BEV-Seg: Bird's Eye View Semantic Segmentation Using Geometry and Semantic Point Cloud
Mong H. Ng, Kaahan Radia, Jianfei Chen, Dequan Wang, Ionel Gog, Joseph E. Gonzalez
TL;DR
The paper tackles bird's-eye-view semantic segmentation from side-view RGB images by introducing a two-stage, depth-aware perception pipeline that first converts per-view depth and semantics into a semantic point cloud and then parses an incomplete BEV into full BEV semantics. A common intermediate representation enables effective transfer learning across domains by abstracting geometry while stage 1 remains adaptable to target domains. The approach achieves state-of-the-art results, demonstrating large mIoU gains over prior methods and robust transfer when fine-tuning only the first stage, aided by the new BEVSEG-Carla dataset.
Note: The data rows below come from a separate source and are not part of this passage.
PR #434, opened 2023-11-15
Bsdk 94 make flash off by default

ValentinaIancu-Gini:
- make `flashOnByDefault` disabled by default when the SDK starts
- adjust the name of the two settings options in the Settings screen related to flash

BSDK-94


zladzeyka (approved):
Thank you @ValentinaIancu-Gini 👏🏻. Looks good!

PR #440, opened 2023-12-11
fix(GiniBankSDK): Fix the displaying of the digital invoice onboarding screen

ValentinaIancu-Gini:
- RA flow -> after coming back from the help screen, the digital invoice onboarding screen should not be displayed

BSDK-222


zladzeyka (approved):
👏🏻 Great job

PR #441, opened 2023-12-13
fix(GiniBankSDK): Fix UI issues in Digital Invoice screen after disabling one item

ValentinaIancu-Gini:
- rounded corners and the separator visibility need to be reset to their default values when reusing cells after the call of `tableView.reloadData()`

BSDK-163


a-szotyori (approved):
Nice!

PR #446, opened 2024-01-19
Bsdk 27 anonymous user not logged in again after each ios gini bank api library launch

ValentinaIancu-Gini:
- Fixes anonymous user to log in again after each GiniBankApiLibrary launch
- cleanup code


ValentinaIancu-Gini:
@a-szotyori @zladzeyka I wasn't sure if I needed to add 
` try keychainStore.remove(service: .auth, key: .clientAccessToken)` in `removeStoredCredentials` method from `GiniBankAPI` class. I thought that was not necessary since `clientAccessToken` is the first token that we need to create a new user.
What do you think?

zladzeyka (approved):
😊 Great success!

PR #447, opened 2024-01-22
Bsdk 26 anonymous user not logged in again after each ios gini health api library launch

ValentinaIancu-Gini:
- Fixes anonymous user to log in again after each GiniHealthApiLibrary launch
- cleanup code

BSDK-26


zladzeyka (approved):
Great! Thank you 😇

Issue #1011, opened 2024-01-04
Properties Panel Header Displays Element Template Icon Found in Template Instead of XML


zxuanhong:
### Is your feature request related to a problem? Please describe.

1. The properties at the top of the icon with ElementTemplateIconRenderer get icon logically consistent. Get it directly from the element or read it from the built-in icon.
2. If the logic is consistent, you can customize the icon of an element
3. Key code ElementTemplateIconRenderer access icon
<img width="843" alt="image" src="https://github.com/bpmn-io/bpmn-js-properties-panel/assets/62740686/78ba2a38-44cf-48ab-894a-65baafaffce4">
4. And now once the template is lost, it will also cause the element icon to render properly, but the properties header icon will not render properly.For example
<img width="1135" alt="image" src="https://github.com/bpmn-io/bpmn-js-properties-panel/assets/62740686/8add2097-687d-4448-984d-7a762454e55c">

nikku:
@zxuanhong We read it from the rendered XML because we want the icon to be present also in the case of missing element template.

Do I understand you correctly that your feature request is to use the same mechanism to read the icon in the properties panel? There we currently read the icon from the connected element template.

zxuanhong:
@nikku yes. this pr will solve this problem #1012

PR #1012, opened 2024-01-04
Properties Panel Header Displays Element Template Icon Found in XML

zxuanhong:
1. modify the rendering panel header icon to match the element template icon renderer. Even if the template is not loaded, it will not affect icon rendering.for example(not loaded templates)：
iShot_2024-01-04_19 07 11
iShot_2024-01-04_19 07 25

2. can indirectly implement custom icons for element

----

Closes https://github.com/bpmn-io/bpmn-js-properties-panel/issues/1011


src/render/PanelHeaderProvider.js
```diff
@@ -191,4 +188,10 @@ function getTemplateDocumentation(element, elementTemplates) {
   const template = getTemplate(element, elementTemplates);
 
   return template && template.documentationRef;
+}
+
+function getModelerTemplateIcon(element, iconProperty) {
+  iconProperty = iconProperty || 'zeebe:modelerTemplateIcon';
```
philippfromme, line 194: Where does `iconProperty` come from? Since `PanelHeaderProvider` is generic it doesn't make sense to assume `zeebe:modelerTemplateIcon` as the default.

philippfromme (changes requested):
Thank you for your contribution. I've left a remark.

src/render/PanelHeaderProvider.js
zxuanhong: @philippfromme iconProperty come from this
image

zxuanhong: @philippfromme @nikku Have been corrected
iShot_2024-01-04_21 23 54
iShot_2024-01-04_21 22 41

src/render/PanelHeaderProvider.js
```diff
@@ -66,58 +66,55 @@ export function getConcreteType(element) {
...
+    },
 
-    if (elementTemplates) {
-      const template = getTemplate(element, elementTemplates);
+    getElementIcon: (element) => {
+      const concreteType = getConcreteType(element);
 
-      if (template && template.icon) {
-        return () => <img class="bio-properties-panel-header-template-icon" width="32" height="32" src={ template.icon.contents } />;
+      const templateIcon = getModelerTemplateIcon(element, iconProperty);
```
philippfromme, line 90: Instead of passing `iconProperty` all the way down you can use the `useService` (which was also used previously) hook to get hold of it:

```
const config = useService('config.elementTemplateIconRenderer', false);

if (config) {
  ...
}
```

zxuanhong: @philippfromme Thank you very much for the reminder.It looks perfect now😄

src/render/PanelHeaderProvider.js
```diff
@@ -191,4 +187,12 @@ function getTemplateDocumentation(element, elementTemplates) {
   const template = getTemplate(element, elementTemplates);
 
   return template && template.documentationRef;
+}
+
+function getModelerTemplateIcon(element) {
+  // eslint-disable-next-line react-hooks/rules-of-hooks
+  const config = useService('config.elementTemplateIconRenderer', false);
+  const { iconProperty = 'zeebe:modelerTemplateIcon' } = config || {};
```
philippfromme, line 195: As this component is generic, we don't want to assume `zeebe:modelerTemplateIcon` as a default here. If there is no configured `iconProperty`, we simply want to fall back to the original icon.

philippfromme (changes requested):

src/render/PanelHeaderProvider.js
philippfromme: Much better. 😉

src/render/PanelHeaderProvider.js
zxuanhong: I made the judgment here. Because the default value on the icon template is 'zeebe:modelerTemplateIcon'.And I won't set the icon template config for normal use.
image

zxuanhong: Are you sure you want to remove the default values???

nikku: @philippfromme On the other hand it wants to play nicely with our other utilities (i.e. the icons renderer). There we assume a default.

Hence I think it is safe to keep it hard coded per default _or_ get the icon from the icon renderer (if it exists).

philippfromme: Okay, makes sense. We can go ahead with it then. 👍🏻

philippfromme:
Merged through https://github.com/bpmn-io/bpmn-js-properties-panel/commit/c81dc4fd4e4be63bf189e471d30da1cdf9f442a7. I  squashed the commits and adjusted the tests. Thank you for your contribution. 🎖️

PR #1013, opened 2024-01-10
test: verify properties panel works in read-only mode

nikku:
_Context: https://github.com/camunda/web-modeler/issues/7623._

What is left is three issues:

* Custom styling (marking fields as disabled)
* Disabling form element focus (may need to be solved in properties panel)
* Hiding (+) buttons

---

For the readonly properties panel case I _could_ imagine to build dedicated support into the core:

```javascript
const modelerWithReadonlyPropertiesPanel = new BpmnModeler({
  propertiesPanel: {
    readonly: true
  }
});
```

This would do the following:

* mark inputs and checkboxes as _readonly_
* do not show add markers for sections

...and would in the process solve the issue of editing and focus on the HTML level.


nikku:
@nithinssabu the results of our exploration.

nithinssabu:
@nikku If I try to dynamically attach the properties panel like this,
```js
const propertiesPanel = modeler.get('propertiesPanel');
propertiesPanel.attachTo(propertiesContainer);
```

getting the following error,
image

Can you please have a look? I spent quite some time on it.

nikku:
@nithinssabu For context, please share the web modeler issue you're currently working on.

philippfromme:
We already have [styles for `disabled="true"`](https://github.com/bpmn-io/properties-panel/blob/441d2e4c3e6b401e91095cbce5832137f843b037/src/assets/properties-panel.css#L520C29-L520C38) inputs, we're just not setting that attribute which we could based on the configuration.

nithinssabu:
> For context, please share the web modeler issue you're currently working on.

https://github.com/camunda/web-modeler/issues/7623

nithinssabu:
@nikku Can I get permission to push changes to this branch?

nithinssabu:
For my use case, I also need to get linting to work in the read-only mode. Currently getting the following error:

```js
Error: No provider for "elementTemplates"! (Resolving: elementTemplates -> elementTemplates -> elementTemplates)
    at error (index.esm.js:136:1)
    at Object.get (index.esm.js:122:1)
    at NavigatedViewer.get (index.esm.js:176:1)
    at createModeler (BpmnPropertiesPanelRenderer.readonly.spec.js:142:35)
    at async Context.eval (BpmnPropertiesPanelRenderer.readonly.spec.js:177:20)
```

I pushed a commit reproducing this in the current test case. Can you please help me workaround this problem?

nithinssabu:
> What is left is three issues:
> 
> * Custom styling (marking fields as disabled)
> * Disabling form element focus (may need to be solved in properties panel)
> * Hiding (+) buttons

I was able to solve these using CSS and for the keyboard focus, using Javascript to set the `readonly` attribute on the input elements. Also, used `MutationObserver` to set this when the panel is re-drawn. https://github.com/bpmn-io/bpmn-js-properties-panel/pull/1013/commits/d8563b99ddb6ca0fc97880b2a8683b1336525815

https://github.com/bpmn-io/bpmn-js-properties-panel/assets/5987816/bbbf57f8-725f-4cfe-9d52-72e8a76e8a6b

@philippfromme I used `readonly` attribute instead of `disabled` because with `disabled`, it was not possible to tab through the elements. The user may want to focus the inputs and may be copy the contents.

nikku:
Web modeler shipped without core support. Moving to `backlog` to track future improvement options.

nikku:
This has no urgency right now, as web modeler was able to work around this issue. Could still be an enabler for the purpose of "understanding" diagrams, in read only contexts.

This work enhances monocular BEV understanding for autonomous driving and offers practical benefits for cross-domain deployment and planning systems.
Abstract
Bird's-eye-view (BEV) is a powerful and widely adopted representation for road scenes that captures surrounding objects and their spatial locations, along with overall context in the scene. In this work, we focus on bird's eye semantic segmentation, a task that predicts pixel-wise semantic segmentation in BEV from side RGB images. This task is made possible by simulators such as Carla, which allow for cheap data collection, arbitrary camera placements, and supervision in ways otherwise not possible in the real world. There are two main challenges to this task: the view transformation from side view to bird's eye view, as well as transfer learning to unseen domains. Existing work transforms between views through fully connected layers and transfer learns via GANs. This suffers from a lack of depth reasoning and performance degradation across domains. Our novel 2-staged perception pipeline explicitly predicts pixel depths and combines them with pixel semantics in an efficient manner, allowing the model to leverage depth information to infer objects' spatial locations in the BEV. In addition, we transfer learning by abstracting high-level geometric features and predicting an intermediate representation that is common across different domains. We publish a new dataset called BEVSEG-Carla and show that our approach improves state-of-the-art by 24% mIoU and performs well when transferred to a new domain.